● EXERCISE: The lines from the start of the data up to and including the one with "run via a sign" should be returned exactly, and nothing else.

--

PR #744, opened 2015-06-30
Expand the Command API. Closes #473

### LINKED ISSUE #473: CommandSource for /execute and signs
Right now we have `Player`, `ConsoleSource`, `CommandBlockSource` and `RemoteSource`, but there is no `CommandSource` for commands called with the execution of the `/execute` command.

There should be a special `CommandSource` for these senders with a method for getting the sender of the command (another `CommandSource`) as well as the entity the command is being executed for.

JBYoshi:
This PR adds three new `CommandSource` interfaces:
- `EntitySource`, for `CommandSource`s bound to an entity
- `ProxySource`, for /execute
- `SignSource`, for commands run via a sign

It also makes a backwards-incompatible change - making `CommandCallable` return `CommandResult` instead of `Optional<CommandResult>`. Returning `Optional.absent()` is replaced by throwing a `CommandNotFoundException`.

--

● ANSWER SPACE:
PR #744, opened 2015-06-30
Expand the Command API. Closes #473

### LINKED ISSUE #473: CommandSource for /execute and signs
Right now we have `Player`, `ConsoleSource`, `CommandBlockSource` and `RemoteSource`, but there is no `CommandSource` for commands called with the execution of the `/execute` command.

There should be a special `CommandSource` for these senders with a method for getting the sender of the command (another `CommandSource`) as well as the entity the command is being executed for.

JBYoshi:
This PR adds three new `CommandSource` interfaces:
- `EntitySource`, for `CommandSource`s bound to an entity
- `ProxySource`, for /execute
- `SignSource`, for commands run via a sign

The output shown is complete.